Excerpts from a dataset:
* * *
PR #433, opened 2017-10-24
feat(template): hidden templates

fiftin:
Add ability to hide templates in the list.

This commit:
- adds button "hide" to each row in the template list. 
- adds button "show hidden" on top of the template list to show hidden templates.

IDs of hidden templates stores to localStorage item "hidden-templates".

### DIFF
--- a/public/html/projects/templates/list.pug
+++ b/public/html/projects/templates/list.pug
@@ -1,7 +1,7 @@
 h3 Task Templates
 	button.btn.btn-success.btn-xs.pull-right(ng-click="add()" style="margin-left: 5px;") New Template
-	button.btn.btn-default.btn-xs.pull-right(ng-if="allShown" ng-click="hideHidden()") Hide Hidden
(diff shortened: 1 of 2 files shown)


fiftin:
Probably not a good idea to use local storage...

twhiston:
What is the use case for this? 
@strangeman - are you using this?

fiftin:
We use a lot of templates in our team. But each team member uses only a few templates.
Yes, we use this feature.

twhiston:
Thanks for the context. If it is in active use then i'm happy to merge it in with the next release. Thanks for the contribution.

fiftin:
I sure this feature is useful. But I don't sure that my implementation is the best. Perhaps local storage is not best place for storing info about hidden templates.

twhiston:
To me this seems like something that should be on the client side, as the application should aim to separate the api and web interface concerns as much as possible. Therefore I have no real problem with it being in the client side storage

fiftin:
@twhiston You convinced me :-)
* * *
> _ACTIVITY_:
Report each line of the entries where the word "html" occurs.

> _EXERCISE ANSWER_:
--- a/public/html/projects/templates/list.pug
+++ b/public/html/projects/templates/list.pug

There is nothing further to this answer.